According to assistant general manager Shulie Wollman, flip tax income for March and April was $901,500, falling 15% off the budget’s forecasts. With only two months left in the current budget cycle, the coop is likely to fall 23% short of budgeted income, for a $1.3 million deficit.
The shortfall is not because real estate is tanking. Our expected flip tax revenue of $4.4 million would be comparable to income from two years ago, and better than any year prior to 2013. The problem is that the board budgeted for way more income than could be reasonably expected, inflating revenue forecasts in order to mask a looming budget deficit.
This isn’t just obvious in hindsight. We pointed out these inflated forecasts in November when the budget was released, and predicted the current deficit. Board members Lee Berman and Peter Herb voted against the budget specifically because it failed to reflect the coop’s fiscal situation honestly.
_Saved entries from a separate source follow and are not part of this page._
PR #9048, opened 2020-07-22
Resolve on 0x

tmashuang:
Need to see which types of contract interactions and result in 0x fourBytePrefix and how we can mitigate the `getContractMethodData()` to those contracts, and/or the way we slice the tx data need adjusting https://github.com/MetaMask/metamask-extension/blob/7333d821b8fb4f42d4efa8f3eeb8792580ba7832/ui/app/store/actions.js#L2191, and/or we are setting that default tx data to 0x somewhere.

This to prevent calls to fourbyte on `knownMethod['0x']`

PR #15473, opened 2022-08-04
Skip searching 4byte directory if we don't have a full 4 bytes of data

adonesky1:
We should only query `4byte.directory` if we have a full 4bytes of data in hex-string form to query against. 4byte.directory will return an unfiltered list of signatures without a full valid query: https://www.4byte.directory/api/v1/signatures/?hex_signature=0x0.
Discovered as part of this [thread](https://consensys.slack.com/archives/GTQAGKY5V/p1659636499104129?thread_ts=1659566138.744119&cid=GTQAGKY5V).

Before:
https://user-images.githubusercontent.com/34557516/182933602-1b3925e9-4e88-40f8-a2d9-566c1f56a2a0.mp4

https://user-images.githubusercontent.com/34557516/182933715-b29ed147-251b-4344-a6ce-b68ebd184583.mp4

After:
https://user-images.githubusercontent.com/34557516/182933915-b5854ed7-2c4f-4b38-8586-99fd797fd6e9.mov

### DIFF
--- a/ui/store/actions.js
+++ b/ui/store/actions.js
@@ -3264,8 +3264,7 @@ export function getContractMethodData(data = '') {
     if (
       (knownMethodData &&
         knownMethodData[fourBytePrefix] &&
-        Object.keys(knownMethodData[fourBytePrefix]).length !== 0) ||
-      fourBytePrefix === '0x'
+        Object.keys(knownMethodData[fourBytePrefix]).length !== 0)
     ) {
       return Promise.resolve(knownMethodData[fourBytePrefix]);
     }
--- a/ui/store/actions.js
+++ b/ui/store/actions.js
@@ -3262,9 +3262,9 @@ export function getContractMethodData(data = '') {
     }
     const { knownMethodData } = getState().metamask;
     if (
-      (knownMethodData &&
-        knownMethodData[fourBytePrefix] &&
-        Object.keys(knownMethodData[fourBytePrefix]).length !== 0)
+      knownMethodData &&
+      knownMethodData[fourBytePrefix] &&
+      Object.keys(knownMethodData[fourBytePrefix]).length !== 0
     ) {
       return Promise.resolve(knownMethodData[fourBytePrefix]);
     }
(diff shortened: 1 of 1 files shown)


seaona:
from QA looks good

NiranjanaBinoy (dismissed):

ui/store/actions.js
```diff
@@ -3172,8 +3172,10 @@ export function getContractMethodData(data = '') {
   return (dispatch, getState) => {
     const prefixedData = addHexPrefix(data);
     const fourBytePrefix = prefixedData.slice(0, 10);
+    if (fourBytePrefix.length < 10) {
+      return Promise.resolve({});
+    }
```
digiwand, line 3177: Nice fix here. 

I'm a bit confused as to why we did support `fourBytePrefix === '0x'` on line 3183 though. I think we'll either want to continue supporting this or remove the line.

adonesky1: That's a great call out @digiwand, I'm not sure what that is about. @FrederikBolding any idea why we would expect `0x` to be present in `knownMethodData` and why we specify it here in the if block on lines 3180-3183?

adonesky1: @danjm @danfinlay do either of you happen to know why we carved out an exception for `0x` here?

digiwand: Looks like this logic was added here https://github.com/MetaMask/metamask-extension/pull/9048 cc: @Gudahtt 

If I'm understanding this right, we were merely preventing calls to check the 4byte directory if `fourBytePrefix === 0x`. This should mean we can remove the `fourBytePrefix === 0x` check with this new logic you added in this PR

digiwand (changes requested):
request to remove unutilized `fourBytePrefix === 0x` check

ui/store/actions.js
adonesky1: done [here](https://github.com/MetaMask/metamask-extension/pull/15473/commits/53018843fb262a279034442d5430b0bbf39bac39) @digiwand 😄

Gudahtt: Yes, @digiwand is correct, as far as I can recall anyway.

digiwand (approved):
🙌

brad-decker (approved):

seaona:
Just saw this other issue related to resolving contract functions. It seems it's a different one, but not sure if this PR would also affect this behaviour. Just tagging FYI @adonesky1 @digiwand 

[Zero-arg function calls shown as "Contract interaction" rather than function name](https://github.com/MetaMask/metamask-extension/issues/15837)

Now that the election is over, Gary Altman and other board members have changed their tune, admitting that their pre-election forecasts were way off base, and raising maintenance to compensate. This year’s maintenance increase, however, can’t pay for last year’s deficit, and the board has yet to explain away the red ink in our 2015-16 ledgers.
* The flip tax numbers I’m citing come from Mr. Wollman in the management office, compared with the board’s published budget from the fall. However, Gary Altman’s recent memo announcing maintenance increases says that the coop’s flip tax shortfall is already $1.5 million. I can’t explain the discrepancy in our figures.